DIRECTIONS FOR THIS TASK: Copy each line of the entries below that contains the string "vogel".

╭──

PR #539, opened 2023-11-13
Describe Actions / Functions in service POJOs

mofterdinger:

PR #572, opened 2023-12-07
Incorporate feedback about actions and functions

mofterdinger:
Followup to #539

╰──
╭──

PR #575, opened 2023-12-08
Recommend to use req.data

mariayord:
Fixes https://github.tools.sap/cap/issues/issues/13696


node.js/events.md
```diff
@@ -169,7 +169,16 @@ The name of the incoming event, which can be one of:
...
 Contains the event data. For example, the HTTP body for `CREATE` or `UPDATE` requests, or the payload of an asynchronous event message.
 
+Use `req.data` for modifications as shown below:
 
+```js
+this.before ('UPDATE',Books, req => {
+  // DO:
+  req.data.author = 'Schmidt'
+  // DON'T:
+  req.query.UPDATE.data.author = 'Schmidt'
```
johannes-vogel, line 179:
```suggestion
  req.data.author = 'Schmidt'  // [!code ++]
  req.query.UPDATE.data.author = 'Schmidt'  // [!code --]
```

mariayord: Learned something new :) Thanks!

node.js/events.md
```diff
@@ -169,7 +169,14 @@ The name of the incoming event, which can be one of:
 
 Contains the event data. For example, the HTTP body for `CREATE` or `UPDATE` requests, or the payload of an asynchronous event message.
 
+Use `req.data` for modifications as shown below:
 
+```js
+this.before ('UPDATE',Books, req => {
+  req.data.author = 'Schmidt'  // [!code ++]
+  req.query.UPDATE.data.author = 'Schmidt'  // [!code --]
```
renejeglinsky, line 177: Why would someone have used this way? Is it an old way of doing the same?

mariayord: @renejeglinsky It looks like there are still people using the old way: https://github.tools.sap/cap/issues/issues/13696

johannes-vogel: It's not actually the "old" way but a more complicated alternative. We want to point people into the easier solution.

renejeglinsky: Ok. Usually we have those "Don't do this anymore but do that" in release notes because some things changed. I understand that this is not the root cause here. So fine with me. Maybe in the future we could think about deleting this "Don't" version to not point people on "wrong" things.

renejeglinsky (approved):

╰──

RESULT OF THE TASK:
johannes-vogel, line 179:
johannes-vogel: It's not actually the "old" way but a more complicated alternative. We want to point people into the easier solution.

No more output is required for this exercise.